WikiLeaks founder Julian Assange is due to plead guilty on June 26 to violating US espionage law, in a deal that will set him free after a 14-year British legal odyssey and allow his return home to Australia.

Assange, 52, has agreed to plead guilty to a single criminal count of conspiring to obtain and disclose classified US national defence documents, according to filings in the US District Court for the Northern Mariana Islands.

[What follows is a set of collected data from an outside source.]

PR #78, opened 2018-02-02
Query: proposal to solve the deref/deref_mut issue

fengalin:
While trying to solve the deref/deref_mut issue on concrete types, I came up with the approach in this commit. The idea is to allow working with concrete implementations directly. Except for pad probes, views are no longer necessary. See unit test and examples.

In pad probes, the user gets the query view directly. E.g.:
``` rust
    src_pad.add_probe(PadProbeType::QUERY_UPSTREAM, |_, probe_info| {
        if let Some(PadProbeData::Query(ref mut query_view)) = probe_info.data {
            match query_view {
                &mut QueryView::Duration(ref mut duration) => {
                    duration.set(2 * SECOND);
                },
                _ => (),
            }
        }
        PadProbeReturn::Ok
    });
```

Note: calling `view` consumes the query, but I don't think this is an issue as the idea is to work on concrete implementations and the user should no longer need to call `view` anyway.

If I'm not mistaken, this could apply to `Event`s & `Message`s too.

### DIFF
--- a/gstreamer/src/pad.rs
+++ b/gstreamer/src/pad.rs
@@ -183,7 +183,7 @@ pub trait PadExtManual {
 
     fn set_query_function<F>(&self, func: F)
     where
-        F: Fn(&Pad, &Option<::Object>, ::QueryView) -> bool + Send + Sync + 'static;
+        F: Fn(&Pad, &Option<::Object>, &mut ::QueryView) -> bool + Send + Sync + 'static;
 
     fn set_unlink_function<F>(&self, func: F)
     where
@@ -587,11 +587,11 @@ impl<O: IsA<Pad>> PadExtManual for O {
 
     fn set_query_function<F>(&self, func: F)
     where
-        F: Fn(&Pad, &Option<::Object>, ::QueryView) -> bool + Send + Sync + 'static,
+        F: Fn(&Pad, &Option<::Object>, &mut ::QueryView) -> bool + Send + Sync + 'static,
     {
         unsafe {
             let func_box: Box<
-                Fn(&Pad, &Option<::Object>, ::QueryView) -> bool + Send + Sync + 'static,
+                Fn(&Pad, &Option<::Object>, &mut ::QueryView) -> bool + Send + Sync + 'static,
             > = Box::new(func);
             ffi::gst_pad_set_query_function_full(
                 self.to_glib_none().0,
@@ -884,9 +884,9 @@ unsafe extern "C" fn trampoline_pad_probe(
                 )))
             } else if (*data).type_ == Query::static_type().to_glib() {
                 data_type = Some(Query::static_type());
-                Some(PadProbeData::Query(Query::to_view(
-                    data as *mut ffi::GstQuery,
-                )))
+                Some(PadProbeData::Query(
+                    Query::from_glib_none(data as *mut ffi::GstQuery).into()
+                ))
             } else if (*data).type_ == Event::static_type().to_glib() {
                 data_type = Some(Event::static_type());
                 Some(PadProbeData::Event(from_glib_none(
@@ -1121,7 +1121,7 @@ unsafe extern "C" fn trampoline_query_function(
     func(
         &from_glib_borrow(pad),
         &from_glib_borrow(parent),
-        ::Query::to_view(query),
+        ::Query::from_glib_none(query).into(),
     ).to_glib()
 }
 
--- a/gstreamer/src/pad.rs
+++ b/gstreamer/src/pad.rs
@@ -18,6 +18,9 @@ use SpecificFormattedValue;
 use FlowReturn;
 use Query;
 use QueryRef;
+// This is the generic `View` trait which would be moved in its own file
+// if this solution was adopted
+use query::View;
 use Event;
 use StaticPadTemplate;
 use miniobject::*;
@@ -183,7 +186,7 @@ pub trait PadExtManual {
 
     fn set_query_function<F>(&self, func: F)
     where
-        F: Fn(&Pad, &Option<::Object>, &mut ::Query) -> bool + Send + Sync + 'static;
+        F: Fn(&Pad, &Option<::Object>, &mut ::QueryView) -> bool + Send + Sync + 'static;
 
     fn set_unlink_function<F>(&self, func: F)
     where
@@ -587,11 +590,11 @@ impl<O: IsA<Pad>> PadExtManual for O {
 
     fn set_query_function<F>(&self, func: F)
     where
-        F: Fn(&Pad, &Option<::Object>, &mut ::Query) -> bool + Send + Sync + 'static,
+        F: Fn(&Pad, &Option<::Object>, &mut ::QueryView) -> bool + Send + Sync + 'static,
     {
         unsafe {
             let func_box: Box<
-                Fn(&Pad, &Option<::Object>, &mut ::Query) -> bool + Send + Sync + 'static,
+                Fn(&Pad, &Option<::Object>, &mut ::QueryView) -> bool + Send + Sync + 'static,
             > = Box::new(func);
             ffi::gst_pad_set_query_function_full(
                 self.to_glib_none().0,
@@ -882,11 +885,11 @@ unsafe extern "C" fn trampoline_pad_probe(
                 Some(PadProbeData::BufferList(from_glib_none(
                     data as *const ffi::GstBufferList,
                 )))
-            } else if (*data).type_ == QueryRef::static_type().to_glib() {
-                data_type = Some(QueryRef::static_type());
-                Some(PadProbeData::Query(
-                    from_glib_full(data as *mut ffi::GstQuery)
-                ))
+            } else if (*data).type_ == Query::static_type().to_glib() {
+                data_type = Some(Query::static_type());
+                Some(PadProbeData::Query(from_glib_borrow(
+                    data as *mut ffi::GstQuery
+                )))
             } else if (*data).type_ == Event::static_type().to_glib() {
                 data_type = Some(Event::static_type());
                 Some(PadProbeData::Event(from_glib_none(
@@ -923,7 +926,7 @@ unsafe extern "C" fn trampoline_pad_probe(
             }
         }
         None => {
-            assert_ne!(data_type, Some(QueryRef::static_type()));
+            assert_ne!(data_type, Some(Query::static_type()));
             if !(*info).data.is_null() {
                 ffi::gst_mini_object_unref((*info).data as *mut _);
                 (*info).data = ptr::null_mut();
@@ -1113,15 +1116,18 @@ unsafe extern "C" fn trampoline_query_function(
 ) -> glib_ffi::gboolean {
     let _guard = CallbackGuard::new();
     #[cfg_attr(feature = "cargo-clippy", allow(transmute_ptr_to_ref))]
-    let func: &&(Fn(&Pad, &Option<::Object>, ::Query) -> bool
+    let func: &&(Fn(&Pad, &Option<::Object>, &mut ::QueryView) -> bool
                          + Send
                          + Sync
                          + 'static) = transmute((*pad).querydata);
 
+    let mut query: Query = from_glib_borrow(query);
+    assert!(query.is_writable());
+
     func(
         &from_glib_borrow(pad),
         &from_glib_borrow(parent),
-        from_glib_full(query),
+        query.make_mut(),
     ).to_glib()
 }
 
--- a/gstreamer/src/pad.rs
+++ b/gstreamer/src/pad.rs
@@ -17,8 +17,7 @@ use FormattedValue;
 use SpecificFormattedValue;
 use FlowReturn;
 use Query;
-use QueryRc;
-use QueryWrapper;
+use QueryRef;
 use Event;
 use StaticPadTemplate;
 use miniobject::*;
@@ -87,7 +86,7 @@ pub struct PadProbeInfo {
 pub enum PadProbeData {
     Buffer(Buffer),
     BufferList(BufferList),
-    Query(QueryWrapper),
+    Query(Query),
     Event(Event),
     Unknown,
 }
@@ -117,15 +116,15 @@ pub trait PadExtManual {
     fn pull_range(&self, offset: u64, size: u32) -> Result<Buffer, FlowReturn>;
     fn get_range(&self, offset: u64, size: u32) -> Result<Buffer, FlowReturn>;
 
-    fn peer_query(&self, query: &mut Query) -> bool;
-    fn query(&self, query: &mut Query) -> bool;
+    fn peer_query(&self, query: &mut QueryRef) -> bool;
+    fn query(&self, query: &mut QueryRef) -> bool;
     fn query_default<'a, P: IsA<Object> + 'a, Q: Into<Option<&'a P>>>(
         &self,
         parent: Q,
-        query: &mut Query,
+        query: &mut QueryRef,
     ) -> bool;
-    fn proxy_query_caps(&self, query: &mut Query) -> bool;
-    fn proxy_query_accept_caps(&self, query: &mut Query) -> bool;
+    fn proxy_query_caps(&self, query: &mut QueryRef) -> bool;
+    fn proxy_query_accept_caps(&self, query: &mut QueryRef) -> bool;
 
     fn event_default<'a, P: IsA<::Object> + 'a, Q: Into<Option<&'a P>>>(
         &self,
@@ -184,7 +183,7 @@ pub trait PadExtManual {
 
     fn set_query_function<F>(&self, func: F)
     where
-        F: Fn(&Pad, &Option<::Object>, &mut ::QueryWrapper) -> bool + Send + Sync + 'static;
+        F: Fn(&Pad, &Option<::Object>, &mut ::Query) -> bool + Send + Sync + 'static;
 
     fn set_unlink_function<F>(&self, func: F)
     where
@@ -312,7 +311,7 @@ impl<O: IsA<Pad>> PadExtManual for O {
         }
     }
 
-    fn query(&self, query: &mut Query) -> bool {
+    fn query(&self, query: &mut QueryRef) -> bool {
         unsafe {
             from_glib(ffi::gst_pad_query(
                 self.to_glib_none().0,
@@ -321,7 +320,7 @@ impl<O: IsA<Pad>> PadExtManual for O {
         }
     }
 
-    fn peer_query(&self, query: &mut Query) -> bool {
+    fn peer_query(&self, query: &mut QueryRef) -> bool {
         unsafe {
             from_glib(ffi::gst_pad_peer_query(
                 self.to_glib_none().0,
@@ -333,7 +332,7 @@ impl<O: IsA<Pad>> PadExtManual for O {
     fn query_default<'a, P: IsA<Object> + 'a, Q: Into<Option<&'a P>>>(
         &self,
         parent: Q,
-        query: &mut Query,
+        query: &mut QueryRef,
     ) -> bool {
         skip_assert_initialized!();
         let parent = parent.into();
@@ -347,7 +346,7 @@ impl<O: IsA<Pad>> PadExtManual for O {
         }
     }
 
-    fn proxy_query_accept_caps(&self, query: &mut Query) -> bool {
+    fn proxy_query_accept_caps(&self, query: &mut QueryRef) -> bool {
         unsafe {
             from_glib(ffi::gst_pad_proxy_query_accept_caps(
                 self.to_glib_none().0,
@@ -356,7 +355,7 @@ impl<O: IsA<Pad>> PadExtManual for O {
         }
     }
 
-    fn proxy_query_caps(&self, query: &mut Query) -> bool {
+    fn proxy_query_caps(&self, query: &mut QueryRef) -> bool {
         unsafe {
             from_glib(ffi::gst_pad_proxy_query_accept_caps(
                 self.to_glib_none().0,
@@ -588,11 +587,11 @@ impl<O: IsA<Pad>> PadExtManual for O {
 
     fn set_query_function<F>(&self, func: F)
     where
-        F: Fn(&Pad, &Option<::Object>, &mut ::QueryWrapper) -> bool + Send + Sync + 'static,
+        F: Fn(&Pad, &Option<::Object>, &mut ::Query) -> bool + Send + Sync + 'static,
     {
         unsafe {
             let func_box: Box<
-                Fn(&Pad, &Option<::Object>, &mut ::QueryWrapper) -> bool + Send + Sync + 'static,
+                Fn(&Pad, &Option<::Object>, &mut ::Query) -> bool + Send + Sync + 'static,
             > = Box::new(func);
             ffi::gst_pad_set_query_function_full(
                 self.to_glib_none().0,
@@ -883,10 +882,10 @@ unsafe extern "C" fn trampoline_pad_probe(
                 Some(PadProbeData::BufferList(from_glib_none(
                     data as *const ffi::GstBufferList,
                 )))
-            } else if (*data).type_ == Query::static_type().to_glib() {
-                data_type = Some(Query::static_type());
+            } else if (*data).type_ == QueryRef::static_type().to_glib() {
+                data_type = Some(QueryRef::static_type());
                 Some(PadProbeData::Query(
-                    QueryRc::from_glib_full(data as *mut ffi::GstQuery).into()
+                    from_glib_full(data as *mut ffi::GstQuery)
                 ))
             } else if (*data).type_ == Event::static_type().to_glib() {
                 data_type = Some(Event::static_type());
@@ -924,7 +923,7 @@ unsafe extern "C" fn trampoline_pad_probe(
             }
         }
         None => {
-            assert_ne!(data_type, Some(Query::static_type()));
+            assert_ne!(data_type, Some(QueryRef::static_type()));
             if !(*info).data.is_null() {
                 ffi::gst_mini_object_unref((*info).data as *mut _);
                 (*info).data = ptr::null_mut();
@@ -1114,7 +1113,7 @@ unsafe extern "C" fn trampoline_query_function(
 ) -> glib_ffi::gboolean {
     let _guard = CallbackGuard::new();
     #[cfg_attr(feature = "cargo-clippy", allow(transmute_ptr_to_ref))]
-    let func: &&(Fn(&Pad, &Option<::Object>, ::QueryWrapper) -> bool
+    let func: &&(Fn(&Pad, &Option<::Object>, ::Query) -> bool
                          + Send
                          + Sync
                          + 'static) = transmute((*pad).querydata);
@@ -1122,7 +1121,7 @@ unsafe extern "C" fn trampoline_query_function(
     func(
         &from_glib_borrow(pad),
         &from_glib_borrow(parent),
-        QueryRc::from_glib_full(query).into(),
+        from_glib_full(query),
     ).to_glib()
 }
 
--- a/gstreamer/src/pad.rs
+++ b/gstreamer/src/pad.rs
@@ -17,7 +17,7 @@ use FormattedValue;
 use SpecificFormattedValue;
 use FlowReturn;
 use Query;
-use QueryRef;
+use QueryView;
 use Event;
 use StaticPadTemplate;
 use miniobject::MiniObject;
@@ -75,18 +75,18 @@ impl FromGlib<libc::c_ulong> for PadProbeId {
     }
 }
 
-pub struct PadProbeInfo<'a> {
+pub struct PadProbeInfo {
     pub mask: PadProbeType,
     pub id: PadProbeId,
     pub offset: u64,
     pub size: u32,
-    pub data: Option<PadProbeData<'a>>,
+    pub data: Option<PadProbeData>,
 }
 
-pub enum PadProbeData<'a> {
+pub enum PadProbeData {
     Buffer(Buffer),
     BufferList(BufferList),
-    Query(&'a mut QueryRef),
+    Query(QueryView),
     Event(Event),
     Unknown,
 }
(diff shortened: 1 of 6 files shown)


fengalin:
I can reproduce the issue shown by CI after a `cargo update` with and without my commit... 'will investigate this later.

sdroege:
Some changes have to be done because of the glib-sys/gobject-sys updates. The GValue data is now an union, and we can access the v_pointer field there directly

sdroege:
Otherwise these changes look very interesting indeed, I'll have to look in more detail later. And yes, the same should apply for event/message too

sdroege:
Also you will still need the query views everywhere, where you get a generic query. So e.g. in the pad query function (see Pad::set_query_function), the pad probes as you saw, or in the virtual methods for handling queries (in gst-plugin-rs). But there's not much we can do about that.

sdroege:
Hmm but it only really makes sense for queries. The others you only create and pass on, and from there you get it as a generic message/event and have to use the view anyway.

But for queries it makes sense

fengalin:
> Hmm but it only really makes sense for queries. The others you only create and pass on, and from there you get it as a generic message/event and have to use the view anyway.

Sure, views are still necessary. IMHO, using the same principle for Event & Message would be valuable. E.g. an `add_watch` on a pipeline bus could pass the `MessageView` as an argument to the callback instead of the generic `Message`, then the user uses a `match` directly to get the concrete implementation and doesn't have to worry about generic v.s. concrete messages since they can now `deref` to the generic implementation. This would be similar to the test for `Pad::set_query_function` mentioned in my last commit's message:
``` rust
    src_pad.set_query_function(|_pad, _parent, mut query_view| {
        match query_view {
            gst::QueryView::Duration(ref mut duration) => {
                duration.set(2 * gst::SECOND);
                true
            },
            // etc.
        }
    });
```

I think we can avoid returning to views from Event, Message & Query instances (i.e. we could remove the `view` method which I left in the `declare_concrete_query` macro).

I'll take a look at gst-plugins-rs.

fengalin:
About the last commit: it is probably a case where a `downcast` would make more sense. I will investigate this tomorrow.

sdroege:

The deal marks the end of a legal saga that has seen Assange spend more than five years in a British high-security jail and seven holed up in the Ecuadorean Embassy in London as he fought accusations of sex crimes in Sweden and battled extradition to the US, where he faced 18 criminal charges.

The US government viewed him as a reckless villain who had endangered the lives of agents through WikiLeaks’ mass release of secret US documents – the largest security breach of its kind in US military history.

But to free-press advocates and his supporters, who included world leaders, celebrities and some prominent journalists, he is a hero for exposing wrongdoing and alleged war crimes, and was persecuted for embarrassing the US authorities.

At 9am local time on June 26, at a hearing in Saipan, in the Northern Mariana Islands, Assange is due to be sentenced to 62 months of time already served.

The US territory in the Pacific was chosen due to Assange’s opposition to travelling to the mainland US and for its proximity to Australia, prosecutors said.